There was a time when...

...If my grandmother had typed out a message, "哈囉" (meaning "hello" in Chinese) and sent it out from her computer in Taiwan to mine in the US, I wouldn't have been able to read it.

You might think, But, of course! She was writing in Chinese, and your Chinese skills would've been too terrible back then to be able to read it!

(...which I suppose could have been true...)

...except that the message would've been unrecognizable and unreadable by anyone, including herself, once it had reached me! When I should've seen this message that she sent me, "哈囉," I might've instead seen something like "" or some other text that clearly wouldn't have read like Chinese. The same might've happened if a message was sent the other way around.

And that wouldn't have been my fault! Or my grandmother's!

For that, we could blame character encoding.

Before the standardization of character encoding in electronic communication, computers made by different manufacturers utilized different encoding schemas, which meant that even users communicating in the same language would've been presented with messy strings of nonsense (also known as mojibake) when receiving a message from someone else. By using different encoding schemas, their computers weren't "speaking the same language," and so they read the same data differently.

We take it for granted now, but with present standards for character encoding like Unicode and ASCII, problems like the one I just described are easily prevented from happening. They help us type, send, and receive data the way it was intended to be written and read, and they are what makes our computing and internet experiences productive and enjoyable.

What is character encoding?

Character encoding is using an encoding system to represent text characters like letters, numbers, punctuation, or spaces. One of the most famous and recognizable examples of character encoding is Morse Code, which is a system of letters and numbers that are each encoded into a sequence of dots and dashes. We could send an encoded message using those dots and dashes, and the recipient of that message could then translate it back into their own language.

In the context of computers, ASCII and Unicode are two encoding schemas that utilize the binary number system. Computers can't read human languages, but they read binary numbers super well, so both schemas assign characters to binary numbers so that computers can read the binary sequence and convert it into a language we can understand.

How does it work?

The ASCII conversion table with code points assigned to each character

Let's assume that our computers both use ASCII's encoding schema. ASCII has the capability to support 127 different characters, and each character is assigned a code point. The code point can be a unique decimal number between 1 and 127** as well as a unique binary number whose value is between those numbers. The decimal code point for the character “A” is 65, which is represented as 1000001 in binary.***

So, if I were to type out the letter “A” on my keyboard, the keyboard would send the binary sequence, 1000001, to the computer, which would then look up the ASCII table to convert the binary code point to the character "A" for display on my screen.

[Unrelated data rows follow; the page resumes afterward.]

PR #4016, opened 2021-02-02
Fix #4005 BC layer for openapi normalizer

### LINKED ISSUE #4005: OpenAPI BC Layer
- Add a flag `openapi_bc_layer` that uses the new normalizer + the OpenAPI Factory
- Inject the new normalizer in the old one (DocumentationNormalizer):
  - if the denormalized object is an OpenApi we use the new normalizer
  - if not trigger a deprecation + advice to use the OpenApiFactory

This allows users to still decorate the old service + adds a deprecation

soyuka:
| Q             | A
| ------------- | ---
| Bug fix?      | yes
| New feature?  | no 
| BC breaks?    | no
| Deprecations? | yes
| Tickets       | fixes #4005 
| License       | MIT
| Doc PR        | na

Adds a BC layer to allow decorating the old normalizer with the new OpenApi object.

### DIFF
--- a/src/Bridge/Symfony/Bundle/DependencyInjection/Configuration.php
+++ b/src/Bridge/Symfony/Bundle/DependencyInjection/Configuration.php
@@ -483,6 +483,7 @@ final class Configuration implements ConfigurationInterface
                                 ->scalarNode('email')->defaultNull()->info('The email address of the contact person/organization. MUST be in the format of an email address.')->end()
                             ->end()
                         ->end()
+                        ->booleanNode('backward_compatibility')->defaultTrue()->info('Enable this to decorate the "api_platform.swagger.normalizer.documentation" instead of decorating the OpenAPI factory.')->end()
                         ->scalarNode('termsOfService')->defaultNull()->info('A URL to the Terms of Service for the API. MUST be in the format of a URL.')->end()
                         ->arrayNode('license')
                         ->addDefaultsIfNotSet()
--- a/src/Bridge/Symfony/Bundle/DependencyInjection/Configuration.php
+++ b/src/Bridge/Symfony/Bundle/DependencyInjection/Configuration.php
@@ -483,7 +483,7 @@ final class Configuration implements ConfigurationInterface
                                 ->scalarNode('email')->defaultNull()->info('The email address of the contact person/organization. MUST be in the format of an email address.')->end()
                             ->end()
                         ->end()
-                        ->booleanNode('backward_compatibility')->defaultTrue()->info('Enable this to decorate the "api_platform.swagger.normalizer.documentation" instead of decorating the OpenAPI factory.')->end()
+                        ->booleanNode('backward_compatibility_layer')->defaultTrue()->info('Enable this to decorate the "api_platform.swagger.normalizer.documentation" instead of decorating the OpenAPI factory.')->end()
                         ->scalarNode('termsOfService')->defaultNull()->info('A URL to the Terms of Service for the API. MUST be in the format of a URL.')->end()
                         ->arrayNode('license')
                         ->addDefaultsIfNotSet()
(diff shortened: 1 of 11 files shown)


src/Bridge/Symfony/Bundle/DependencyInjection/Configuration.php
```diff
@@ -483,6 +483,7 @@ private function addOpenApiSection(ArrayNodeDefinition $rootNode): void
                                 ->scalarNode('email')->defaultNull()->info('The email address of the contact person/organization. MUST be in the format of an email address.')->end()
                             ->end()
                         ->end()
+                        ->booleanNode('backward_compatibility')->defaultTrue()->info('Enable this to decorate the "api_platform.swagger.normalizer.documentation" instead of decorating the OpenAPI factory.')->end()
```
alanpoulain, line 486: Why not using `canBeEnabled`?

soyuka: because we don't need it?

alanpoulain: Oh yes it's because it's only a boolean value I see. `canBeEnabled` is used when there are other parameters too.

src/Swagger/Serializer/DocumentationNormalizer.php
```diff
@@ -171,13 +175,22 @@ public function __construct(ResourceMetadataFactoryInterface $resourceMetadataFa
...
     }
 
     /**
      * {@inheritdoc}
      */
     public function normalize($object, $format = null, array $context = [])
     {
+        if ($object instanceof OpenApi) {
+            // uncomment this for 2.7
+            // @trigger_error('Using the swagger DocumentationNormalizer is deprecated in favor of decorating the OpenApiFactory', \E_USER_DEPRECATED);
```
dunglas, line 190: You can maybe uncomment this now. I know that we must not introduce deprecations in patch version, but this is more a bug fix than something else, it was missing in 2.6.0 and it currently doesn't work at all, so I can we can add it here.

src/Swagger/Serializer/DocumentationNormalizer.php
```diff
@@ -102,14 +103,17 @@ final class DocumentationNormalizer implements NormalizerInterface, CacheableSup
...
... public function __construct(ResourceMetadataFactoryInterface $resourceMetadataFactory, PropertyNameCollectionFactoryInterface $propertyNameCollectionFactory, PropertyMetadataFactoryInterface $propertyMetadataFactory, $jsonSchemaFactory = null, $jsonSchemaTypeFactory = null, OperationPathResolverInterface $operationPathResolver = null, UrlGeneratorInterface $urlGenerator = null, $filterLocator = null, NameConverterInterface $nameConverter = null, bool $oauthEnabled = false, string $oauthType = '', string $oauthFlow = '', string $oauthTokenUrl = '', string $oauthAuthorizationUrl = '', array $oauthScopes = [], array $apiKeys = [], SubresourceOperationFactoryInterface $subresourceOperationFactory = null, bool $paginationEnabled = true, string $paginationPageParameterName = 'page', bool $clientItemsPerPage = false, string $itemsPerPageParameterName = 'itemsPerPage', $formats = [], bool $paginationClientEnabled = false, string $paginationClientEnabledParameterName = 'pagination', array $defaultContext = [], array $swaggerVersions = [2, 3], IdentifiersExtractorInterface $identifiersExtractor = null, bool $openApiBackwardCompatibility = true, NormalizerInterface $openApiNormalizer = null)
```
dunglas, line 116: Can't we just change the wiring in the extension instead of injecting `backward_compatibility` here?

src/Bridge/Symfony/Bundle/DependencyInjection/Configuration.php
dunglas, line 486: backward_compatibility_layer?

dunglas (changes requested):

dunglas (approved):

When I send it to your computer, it wouldn't be sent as the character "A", but as its binary code point. When your computer receives the message, it would also use the ASCII table to decode and convert the binary code and display the expected “A” onto your screen.

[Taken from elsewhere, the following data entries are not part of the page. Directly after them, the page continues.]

PR #4019, opened 2021-02-03
Serialize openapi properly fix #3997

### LINKED ISSUE #3997: Symfony name converter breaking the OpenApi docs
**API Platform version(s) affected**: 2.6.1

**Description**  

If we use a Symfony name converter, the docs page is broken. The `Authorize` button on the top left which has been introduced in the version 2.6 is not shown. Also the `Request Body` section (between `Parameters` and `Responses`) under the endpoints are completely missing. So, you cannot also try out any endpoints as this section is completely missing

**How to reproduce**  

Configure Api Platform to use the Symfony's camel-to-snake case converter as documented [here](https://api-platform.com/docs/core/serialization/#name-conversion)
Activate the service:
```
# api/config/services.yaml
services:
    'Symfony\Component\Serializer\NameConverter\CamelCaseToSnakeCaseNameConverter': ~
```
and then use it:
```
# api/config/packages/api_platform.yaml
api_platform:
    name_converter: 'Symfony\Component\Serializer\NameConverter\CamelCaseToSnakeCaseNameConverter'
```
Now go and try some of your endpoints from the OpenApi (Swagger) docs. The `Request Body` section will no more show up. And the endpoints cannot be tested anymore.

**Possible Solution**  

Not yet looked into it but my assumption is, something is breaking when this name converter is run. Didn't try yet with custom name convertor.

**Additional Context**  

When trying with some API testing clients like [Postman](https://www.postman.com/), both the parameters `createdAt` as well as `created_at` are working.

soyuka:
| Q             | A
| ------------- | ---
| Bug fix?      | yes
| New feature?  | no
| BC breaks?    | no
| Deprecations? | no
| Tickets       | fixes #3997 
| License       | MIT
| Doc PR        | na

When adding a name converter some properties of OpenAPI were serialized without respecting the specification causing issues. This fixes it.

### DIFF
--- a/src/Bridge/Symfony/Bundle/Resources/config/openapi.xml
+++ b/src/Bridge/Symfony/Bundle/Resources/config/openapi.xml
@@ -5,27 +5,24 @@
            xsi:schemaLocation="http://symfony.com/schema/dic/services http://symfony.com/schema/dic/services/services-1.0.xsd">
 
     <services>
-        <service id="api_platform.openapi.object_normalizer" class="Symfony\Component\Serializer\Normalizer\ObjectNormalizer" public="false">
-            <argument>null</argument>
-            <argument>null</argument>
-            <argument type="service" id="api_platform.property_accessor"/>
-            <argument type="service" id="api_platform.property_info"/>
-            <call method="setSerializer">
-                <argument type="service" id="api_platform.openapi.serializer"/>
-            </call>
-        </service>
-
-        <service id="api_platform.openapi.serializer" class="Symfony\Component\Serializer\Serializer" public="false">
-            <argument type="collection">
-                <argument type="service" id="api_platform.openapi.object_normalizer" />
-            </argument>
-            <argument type="collection">
-                <argument type="service" id="serializer.encoder.json" />
-            </argument>
-        </service>
-
         <service id="api_platform.openapi.normalizer" class="ApiPlatform\Core\OpenApi\Serializer\OpenApiNormalizer" public="false">
-            <argument type="service" id="api_platform.openapi.object_normalizer"/>
+            <argument type="service">
+                <service class="Symfony\Component\Serializer\Serializer">
+                    <argument type="collection">
+                        <argument type="service">
+                            <service class="Symfony\Component\Serializer\Normalizer\ObjectNormalizer">
+                                <argument>null</argument>
+                                <argument>null</argument>
+                                <argument type="service" id="api_platform.property_accessor"/>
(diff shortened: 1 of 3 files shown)


src/OpenApi/Model/Components.php
```diff
@@ -21,8 +23,10 @@ final class Components
     private $responses;
     private $parameters;
     private $examples;
+    /** @SerializedName("requestBodies") */
```
dunglas, line 26: You shouldn't rely on annotations, this creates a hard dependency to `doctrine/annotations` (this will not work if this lib isn't installed). You should probably use the XML format instead.

dunglas (changes requested):

src/OpenApi/Serializer/OpenApiNormalizer.php
```diff
@@ -26,59 +28,77 @@ final class OpenApiNormalizer implements NormalizerInterface, CacheableSupportsM
     public const FORMAT = 'json';
     private const EXTENSION_PROPERTIES_KEY = 'extensionProperties';
 
-    private $decorated;
+    private $propertyAccessor;
+    private $propertyInfo;
 
-    public function __construct(NormalizerInterface $decorated)
+    public function __construct(PropertyAccessorInterface $propertyAccessor, PropertyInfoExtractorInterface $propertyInfo)
```
dunglas, line 34: Isn't this a BC break?

dunglas (changes requested):
This looks good to me, but we must prevent this break (by removing the type hints and triggering a deprecation maybe?)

If, however, your computer had utilized a different encoding schema where code point 65 was assigned differently (let's just assume it was assigned to "Z"), you would have read "Z" because was converted according to that specific schema rather than the ASCII schema.

Why is character encoding important?

If the reasons aren't obvious by now, character encoding, especially standardized character encoding, is important because it helps all parties understand each other. It helps us as users to communicate with our computers, and it helps our computers transmit and receive accurate data so that we can also communicate with each other!

Notes About This Series

This is the first blog of my new series on standardized character encoding and Unicode. Over the following month and a half, I'll be explaining how the binary system works, diving into ASCII and Unicode, and discussing why Unicode is especially important to our global community.

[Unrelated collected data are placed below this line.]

PR #4027, opened 2021-02-05
pattern must be compliant with ECMA 262 regex

### LINKED ISSUE #4022: OpenAPI: pattern for Regex Constraint should use htmlPattern
**API Platform version(s) affected**: 2.6.1

**Description**  
Given a pattern with regex delimiters for \Symfony\Component\Validator\Constraints\Regex, it cannot be used as http://dev.w3.org/html5/spec/single-page.html#the-pattern-attribute

**How to reproduce**  
with `'/^([-a-zA-Z0-9_])+$/'` is used in OpenAPI documentation for property:
```
...
      properties:
        property:
          pattern: '/^([-a-zA-Z0-9_])+$/
          description: '...'
          type: string
...
```
Correct would be (without delimiters):
```
...
      properties:
        property:
          pattern: '([-a-zA-Z0-9_])+'
          description: '...'
          type: string
...
```

**Possible Solution**  
In \ApiPlatform\Core\Bridge\Symfony\Validator\Metadata\Property\Restriction\PropertySchemaRegexRestriction::create(), instead of `$constraint->pattern` use `$constraint->getHtmlPattern()`

See https://github.com/symfony/validator/blob/367afc5864bfdb07508668dc0dfc06e56b6b89d5/Constraints/Regex.php#L99

**Additional Context**  
https://swagger.io/docs/specification/data-models/data-types/#pattern

stchr:
| Q             | A
| ------------- | ---
| Bug fix?      | yes 
| New feature?  | no 
| BC breaks?    | no
| Deprecations? | no
| Tickets       | fixes #4022 
| License       | MIT

https://swagger.io/docs/specification/data-models/data-types/#pattern uses [ECMA 262 regex syntax](https://www.ecma-international.org/ecma-262/5.1/#sec-15.10.1), so use getHtmlPattern() to get valid expression.

### DIFF
--- a/phpstan.neon.dist
+++ b/phpstan.neon.dist
@@ -50,9 +50,6 @@ parameters:
 		-
 			message: '#Call to an undefined method Doctrine\\Persistence\\ObjectManager::getConnection\(\)#'
 			path: src/Bridge/Doctrine/Common/Util/IdentifierManagerTrait.php
-		-
-			message: '#Call to an undefined method Symfony\\Component\\Validator\\Constraint::getHtmlPattern\(\)\.#'
-			path: src/Bridge/Symfony/Validator/Metadata/Property/Restriction/PropertySchemaRegexRestriction.php
 		# https://github.com/willdurand/Negotiation/issues/89#issuecomment-513283286
 		-
 			message: '#Call to an undefined method Negotiation\\AcceptHeader::getType\(\)\.#'
--- a/phpstan.neon.dist
+++ b/phpstan.neon.dist
@@ -50,6 +50,9 @@ parameters:
 		-
 			message: '#Call to an undefined method Doctrine\\Persistence\\ObjectManager::getConnection\(\)#'
 			path: src/Bridge/Doctrine/Common/Util/IdentifierManagerTrait.php
+		-
+			message: '#Call to an undefined method Symfony\\Component\\Validator\\Constraint::getHtmlPattern\(\)\.#'
+			path: src/Bridge/Symfony/Validator/Metadata/Property/Restriction/PropertySchemaRegexRestriction.php
 		# https://github.com/willdurand/Negotiation/issues/89#issuecomment-513283286
 		-
 			message: '#Call to an undefined method Negotiation\\AcceptHeader::getType\(\)\.#'
--- a/src/Bridge/Symfony/Validator/Metadata/Property/Restriction/PropertySchemaRegexRestriction.php
+++ b/src/Bridge/Symfony/Validator/Metadata/Property/Restriction/PropertySchemaRegexRestriction.php
@@ -29,7 +29,7 @@ class PropertySchemaRegexRestriction implements PropertySchemaRestrictionMetadat
      */
     public function create(Constraint $constraint, PropertyMetadata $propertyMetadata): array
     {
-        return isset($constraint->pattern) ? ['pattern' => $constraint->pattern] : [];
+        return $constraint->getHtmlPattern() ? ['pattern' => $constraint->getHtmlPattern()] : [];
     }
 
     /**
--- a/src/Bridge/Symfony/Validator/Metadata/Property/Restriction/PropertySchemaRegexRestriction.php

Character encoding itself is pretty straightforward, but I believe that as we dive deeper into it together, you'll be very surprised by how multifaced and fascinating the topic can be! This series deeply involves many of my personal passions, not just technology, but also language, culture, and social issues.

I'm so excited to share these upcoming blogs with you, and I really hope you'll follow along!

Footnotes:

** Technically, there are 128 code points in the ASCII range, but 0 is assigned as a null character, so that leaves 127 usable code spaces.
*** It's worth noting that decimal code points are meant for human readability, but binary code points are for computers.